Segment Open
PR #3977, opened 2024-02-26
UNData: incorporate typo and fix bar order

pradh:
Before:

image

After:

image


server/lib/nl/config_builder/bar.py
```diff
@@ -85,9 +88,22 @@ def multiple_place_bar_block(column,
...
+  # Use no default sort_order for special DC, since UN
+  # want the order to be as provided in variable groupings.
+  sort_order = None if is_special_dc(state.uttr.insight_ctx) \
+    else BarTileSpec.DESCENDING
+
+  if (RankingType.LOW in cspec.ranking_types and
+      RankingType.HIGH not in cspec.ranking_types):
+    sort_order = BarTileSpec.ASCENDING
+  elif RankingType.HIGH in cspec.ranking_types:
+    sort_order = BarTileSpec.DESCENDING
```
Segment Closed
Segment Open
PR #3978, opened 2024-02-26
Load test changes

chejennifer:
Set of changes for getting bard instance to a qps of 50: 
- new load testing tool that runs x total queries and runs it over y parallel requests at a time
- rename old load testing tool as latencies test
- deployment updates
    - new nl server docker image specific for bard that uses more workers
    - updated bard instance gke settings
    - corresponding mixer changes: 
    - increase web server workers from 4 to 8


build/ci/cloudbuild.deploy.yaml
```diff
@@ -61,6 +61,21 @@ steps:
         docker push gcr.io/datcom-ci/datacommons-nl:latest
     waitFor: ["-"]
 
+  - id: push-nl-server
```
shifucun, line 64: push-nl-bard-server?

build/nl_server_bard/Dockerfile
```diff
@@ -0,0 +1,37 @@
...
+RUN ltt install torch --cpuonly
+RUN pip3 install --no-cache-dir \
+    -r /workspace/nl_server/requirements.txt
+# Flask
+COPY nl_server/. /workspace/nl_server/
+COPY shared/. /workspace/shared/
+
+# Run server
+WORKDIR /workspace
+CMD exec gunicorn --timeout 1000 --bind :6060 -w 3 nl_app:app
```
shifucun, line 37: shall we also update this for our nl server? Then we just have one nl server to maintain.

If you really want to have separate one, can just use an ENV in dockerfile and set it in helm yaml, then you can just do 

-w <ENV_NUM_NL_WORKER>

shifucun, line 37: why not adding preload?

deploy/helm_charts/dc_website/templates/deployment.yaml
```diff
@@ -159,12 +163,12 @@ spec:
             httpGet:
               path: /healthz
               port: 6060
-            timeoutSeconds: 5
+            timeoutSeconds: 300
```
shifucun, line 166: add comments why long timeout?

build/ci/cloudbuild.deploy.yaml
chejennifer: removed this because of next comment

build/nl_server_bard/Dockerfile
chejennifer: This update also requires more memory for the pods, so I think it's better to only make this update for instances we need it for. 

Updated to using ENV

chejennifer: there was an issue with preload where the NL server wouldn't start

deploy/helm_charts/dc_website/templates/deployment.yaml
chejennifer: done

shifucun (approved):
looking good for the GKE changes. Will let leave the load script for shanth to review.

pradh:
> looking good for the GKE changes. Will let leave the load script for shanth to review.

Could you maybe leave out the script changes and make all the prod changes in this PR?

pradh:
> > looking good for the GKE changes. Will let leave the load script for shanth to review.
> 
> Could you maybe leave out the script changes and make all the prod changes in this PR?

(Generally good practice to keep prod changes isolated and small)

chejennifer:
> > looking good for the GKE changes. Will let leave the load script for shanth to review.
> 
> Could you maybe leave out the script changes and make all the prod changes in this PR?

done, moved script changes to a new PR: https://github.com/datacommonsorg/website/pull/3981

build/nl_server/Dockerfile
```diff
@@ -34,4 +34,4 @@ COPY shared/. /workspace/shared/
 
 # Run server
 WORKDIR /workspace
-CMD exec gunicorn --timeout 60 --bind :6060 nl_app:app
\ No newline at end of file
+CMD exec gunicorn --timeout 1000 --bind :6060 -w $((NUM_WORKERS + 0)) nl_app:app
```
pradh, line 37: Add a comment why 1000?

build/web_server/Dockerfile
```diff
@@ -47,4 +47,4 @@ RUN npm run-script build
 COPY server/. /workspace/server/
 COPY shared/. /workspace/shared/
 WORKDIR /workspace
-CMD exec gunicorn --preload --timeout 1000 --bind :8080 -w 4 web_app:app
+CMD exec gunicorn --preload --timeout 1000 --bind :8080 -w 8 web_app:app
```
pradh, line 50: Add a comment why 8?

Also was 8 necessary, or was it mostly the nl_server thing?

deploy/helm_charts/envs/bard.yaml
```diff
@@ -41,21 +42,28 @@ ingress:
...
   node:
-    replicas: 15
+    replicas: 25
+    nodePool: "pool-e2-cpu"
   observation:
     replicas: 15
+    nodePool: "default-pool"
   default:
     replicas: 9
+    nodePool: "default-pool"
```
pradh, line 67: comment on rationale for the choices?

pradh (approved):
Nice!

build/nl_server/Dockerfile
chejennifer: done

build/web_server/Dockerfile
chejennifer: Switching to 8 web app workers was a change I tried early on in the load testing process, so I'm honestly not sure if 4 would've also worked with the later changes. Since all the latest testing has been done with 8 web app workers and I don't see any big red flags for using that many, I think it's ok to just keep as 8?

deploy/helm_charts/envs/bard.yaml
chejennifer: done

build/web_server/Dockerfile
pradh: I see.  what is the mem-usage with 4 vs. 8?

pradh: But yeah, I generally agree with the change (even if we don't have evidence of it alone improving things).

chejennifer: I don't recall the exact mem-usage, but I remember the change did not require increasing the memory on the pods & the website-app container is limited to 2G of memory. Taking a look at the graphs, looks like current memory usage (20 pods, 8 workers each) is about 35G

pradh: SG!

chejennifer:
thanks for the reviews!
Segment Closed
Exercise requirements: Each line in the listing that contains "DESCENDING" should be returned.

The answer:
+    else BarTileSpec.DESCENDING
+    sort_order = BarTileSpec.DESCENDING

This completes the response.